Pemuda bernama Fajar itu baru datang dari kota sore tadi. Kepulangannya adalah untuk memberi tahu Sari, kekasihnya itu, bahwa dia diterima kerja di sebuah pabrik kulit di Kota Malang, dan tentu juga untuk memberi kabar bahwa dia akan segera meminangnya. Bahagianya itu bukan hanya semata-mata mendapat pekerjaan, namun juga karena tiket untuk bisa menikahi kekasihnya itu telah ia miliki. Ayah Sari tidak mau menggadaikan kehidupan anaknya dengan menikahkannya dengan lelaki yang tak jelas pekerjaannya.
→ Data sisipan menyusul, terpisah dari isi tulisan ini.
PR #4264, opened 2024-04-11
unleash-feature-toggles integration

chassing:
This PR introduces the new `unleash-toggles` integration that manages Unleash feature toggles.

The integration creates, updates, and deletes feature toggles but doesn't manage their actual state!

Depends: [schemas](https://github.com/app-sre/qontract-schemas/pull/650)
Ticket: [APPSRE-10072](https://issues.redhat.com/browse/APPSRE-10072)
EPIC: [SDE-3869](https://issues.redhat.com/browse/SDE-3869)
Design-doc: https://gitlab.cee.redhat.com/service/app-interface/-/blob/master/docs/app-sre/design-docs/unleash-managed-toggles.md

Hints for the reviewers:

* Please review commit by commit


reconcile/unleash_feature_toggles/integration.py
```diff
@@ -0,0 +1,310 @@
...
+        current_projects: Iterable[Project],
+        desired_projects: Iterable[UnleashProjectV1],
+    ) -> None:
+        """Validate that all projects referenced in the desired state are actually exist."""
+        current_project_names = {p.name.lower() for p in current_projects}
+        desired_project_names = {p.name.lower() for p in desired_projects}
+        if missing_projects := desired_project_names - current_project_names:
+            for p in missing_projects:
+                logging.error(f"[{instance_name}] Project '{p}' does not exist!")
+            raise ValueError(f"Non-existing projects: {missing_projects}")
```
hemslo, line 119: here we are actually validating 2 cases, desired project missing and current project missing, how about do both in one validation, or just diff them and use later like this:

```python
                diff = diff_any_iterables(
                    current=projects,
                    desired=instance.projects or [],
                    current_key=lambda c: c.name.lower(),
                    desired_key=lambda d: d.name.lower(),
                    equal=lambda c, d: c.name.lower() == d.name.lower(),
                )
                if diff.add:
                    raise ValueError(f"missing projects: {','.join(diff.add.keys())}")
                if diff.delete:
                    raise ValueError(
                        f"not found projects: {','.join(diff.delete.keys())}"
                    )
                for pair in diff.identical.values():
                    self.reconcile(
                        client=client,
                        instance=instance,
                        project_id=pair.current.pk,
                        dry_run=dry_run,
                        current_state=pair.current.feature_toggles,
                        desired_state=pair.desired.feature_toggles or [],
                    )
```

reconcile/unleash_feature_toggles/integration.py
```diff
@@ -0,0 +1,310 @@
...
+            desired_key=lambda d: d.name,
+            equal=feature_toggle_equal,
+        )
+        for add in diff.add.values():
+            logging.info(
+                f"[{instance.name}/{project_id}] Adding feature toggle {add.name}"
+            )
+            try:
+                assert add.unleash.q_type  # make mypy happy
+                feature_type = FeatureToggleType[add.unleash.q_type]
```
hemslo, line 144: for kill switch type, `add.unleash.q_type` is `kill-switch`, this will fail as only `kill_switch` is accepted. `FeatureToggleType["kill-switch"]` will throw `KeyError: 'kill-switch'`

reconcile/unleash_feature_toggles/integration.py
```diff
@@ -0,0 +1,310 @@
...
+            except KeyError:
+                raise ValueError(
+                    f"[{instance.name}/{project_id}/{add.name}] Invalid feature toggle type '{add.unleash.q_type}', Possible values are: {', '.join(FeatureToggleType.__members__)}"
```
hemslo, line 147: this will print values `experiment, kill_switch, release, operational, permission`, while `kill_switch` should be `kill-switch`

reconcile/unleash_feature_toggles/integration.py
```diff
@@ -0,0 +1,310 @@
...
+                )
+                if not dry_run:
+                    client.delete_feature_toggle(
+                        project_id=project_id,
+                        name=delete.name,
+                    )
+            elif not instance.allow_unmanaged_feature_toggles:
+                raise UnleashFeatureToggleDeleteError(
+                    f"[{instance.name}/{project_id}] Found unmanaged feature toggles '{[d.name for d in diff.delete.values()]}'"
+                )
```
hemslo, line 194: this will show all `diff.delete.values()`, some of them may already included in the previous `if desired_toggle` branch.

reconcile/unleash_feature_toggles/integration.py
```diff
@@ -0,0 +1,310 @@
...
+        client: UnleashServer,
+        instance: UnleashInstanceV1,
+        project_id: str,
+        dry_run: bool,
+        current_state: Sequence[FeatureToggle],
+        desired_state: Iterable[FeatureToggleUnleashV1],
+        available_environments: Iterable[Environment],
+    ) -> None:
+        """Reconcile the feature toggle states."""
+        # Manage the actual feature toggle states
```
hemslo, line 207: I thought we don't manage toggle state, or this is something else?

reconcile/unleash_feature_toggles/integration.py
chassing: Wow, nice catch! 🙇 Changed in https://github.com/app-sre/qontract-schemas/pull/650/commits/3a03ce9a4ad8cccaf58cae378abea00ab7130b11

reconcile/unleash_feature_toggles/integration.py
chassing: Changed in https://github.com/app-sre/qontract-schemas/pull/650/commits/3a03ce9a4ad8cccaf58cae378abea00ab7130b11

reconcile/unleash_feature_toggles/integration.py
chassing: You can now manage the state as well, but it's optional.

reconcile/unleash_feature_toggles/integration.py
chassing: We'll hit that in a PR check, and only if someone deletes a managed toggle and there are unmanaged toggles and unmanaged toggles aren't allowed. This is an edge case and can be ignored.

reconcile/unleash_feature_toggles/integration.py
chassing: Changed in the last commit.

reconcile/unleash_feature_toggles/integration.py
hemslo: I haven't tested it in api call, does unleash api accept `kill-switch` or `kill_switch`

chassing: The Unleash API takes `kill-switch` and in app-interface we use `kill_switch`. I've tested it.

reconcile/unleash_feature_toggles/integration.py
hemslo: so when it's defined like 

```yaml
 environments:
    default: true
```

the integration will reset it to `on` if toggle off manually in unleash.

Another question is whether enable or disable project `environment` itself can affect toggle state?

hemslo: Screenshot 2024-05-16 at 4 16 23 PM
will this affect fetched toggle state value?

hemslo: btw to simplify state management, we can flatten all toggles and envs to make diff easier, like this:

```python
        current_toggle_states = {
            (state.name, env.name): env.enabled
            for state in current_state
            for env in state.environments
        }
        desired_toggle_states = {
            (state.name, env_name): enabled
            for state in desired_state
            for env_name, enabled in (state.unleash.environments or {}).items()
        }

        diff_result = diff_mappings(current=current_toggle_states, desired=desired_toggle_states)
        if diff_result.add:
            raise ValueError("missing xxxx")
        for (name, env), pair in diff_result.change.items():
            if not dry_run:
                client.set_feature_toggle_state(
                    project_id=project_id,
                    name=name,
                    environment=env,
                    enabled=pair.desired,
                )
```

chassing: No, disabled projects are ignored

hemslo: how is that ignored work? when fetch `features`, returned `environments` will auto exclude disabled ones?

reconcile/utils/unleash/server.py
```diff
@@ -0,0 +1,140 @@
...
+        projects = []
+        for project_data in self._list("/api/admin/projects", attribute="projects"):
+            project = Project(**project_data)
+            if include_feature_toggles:
+                project.feature_toggles = self.feature_toggles(project.pk)
+            projects.append(project)
+        return projects
+
+    def feature_toggles(self, project_id: str) -> list[FeatureToggle]:
+        """List all feature toggles for an project."""
```
hemslo, line 67: `an` -> `a`

reconcile/unleash_feature_toggles/integration.py
chassing: > how is that ignored work? when fetch features, returned environments will auto exclude disabled ones?

Exactly, disabled environments are not listed in the `/api/admin/projects/{project_id}/features` results.

chassing: > btw to simplify state management, ....

change in the latest commit

reconcile/utils/unleash/server.py
chassing: fixed

hemslo (approved):
LGTM!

Kini, ketika ia telah mendapatkan pekerjaan, ia merasa telah mengantungi tiket itu.

Sebulan yang lalu Fajar datang bersama ayahnya untuk melamar Puspitasari binti Karim. Namun dia harus pulang dengan menggendong beban kecewa. Ayahnya pun memikul rasa malu karena Pak Karim tidak mau menerima mantu petani seperti Fajar anaknya itu. Rupanya lumpur becek di sawah yang biasa digeluti pemuda itu menghalangi jalan cintanya. Pak Karim memberi tenggat waktu satu bulan untuk mencari kerja. Jika tidak, seorang pemuda dari tetangga desa siap menggantikan Fajar untuk menyandingi putrinya. Dia tidak ingin anaknya menjadi perawan tua hanya karena menunggu kesiapan pemuda itu.

“Iya. Aku diterima kerja di pabrik kulit. Joko, pemuda yang melamarmu itu, pekerja pabrik juga, kan?”
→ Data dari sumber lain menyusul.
PR #4265, opened 2024-04-11
:recycle: refactor api client

chassing:
Move parts of the `GlitchtipClient` into a separate base class. The future `UnleashServer` API client will reuse those base parts.


reconcile/utils/rest_api_base.py
```diff
@@ -0,0 +1,92 @@
...
+        host: str,
+        token: str,
+        max_retries: int | None = None,
+        read_timeout: float | None = None,
+    ) -> None:
+        self.host = host
+        self.token = token
+        self.max_retries = max_retries if max_retries is not None else 3
+        self.read_timeout = read_timeout if read_timeout is not None else 30
+        self._thread_local = threading.local()
```
hemslo, line 34: now we are making this as a base, let's fix the session issue to make it use the same session object and do auto close with context manager.

reconcile/utils/rest_api_base.py
```diff
@@ -0,0 +1,92 @@
...
+    * https://gitlab.com/glitchtip/glitchtip-backend/-/blob/master/glitchtip/pagination.py#L34
+    * https://requests.readthedocs.io/en/latest/api/?highlight=links#requests.Response.links
+    """
+    if links.get("next", {}).get("results", "false") == "true":
+        return links["next"]["url"]
+    return None
+
+
+class ApiBase:
+    """This class provides a common standard for REST API clients."""
```
hemslo, line 21: Do you want to make this as the base for all api clients we use, I have a similar one can benefit from the base, https://github.com/app-sre/qontract-reconcile/blob/master/tools/cli_commands/cost_report/cost_management_api.py, but it requires oauth token handling and customized retry (backoff and status)

chassing: I've added `session` and `auth` attributes to `__init__` to customize those things easily.

reconcile/utils/rest_api_base.py
chassing: Yes, you're right. Changed that in the last commit.

reconcile/utils/rest_api_base.py
hemslo: Thank you! I'll try to use the new base for cost  management api!

hemslo (approved):
LGTM!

Sari mengangguk bahagia. Dipandanginya lelaki pujaannya itu. Fajar memandangnya sekilas, kemudian matanya kembali menatap bulan yang sedang bersinar sempurna di hamparan langit yang gulita.

“Boleh aku mencium tanganmu Mas?” Sari meraih tangan Fajar.

“Jangan Sar. Tunggulah saatnya tiba. Kau boleh menciumnya semaumu.” Fajar menarik tangannya.

Sari tersipu. Perasaan cintanya semakin menggunung. Akan halnya dengan Fajar. Dia memang sangat pendiam. Bahkan diam itulah bahasa cintanya. Sari paham hal itu sejak mereka masih kanak-kanak. Sifat pendiam itulah pesona yang membuat Sari tergila-gila.

“Sar, aku pulang dulu ya. Besok aku harus berangkat ke Malang.”

“Sebulan lagi pulanglah untuk meminangku, Mas. Aku tak ingin bersuamikan Joko yang hitam itu,” kata Sari manja. Ada senyum di ujung bibirnya.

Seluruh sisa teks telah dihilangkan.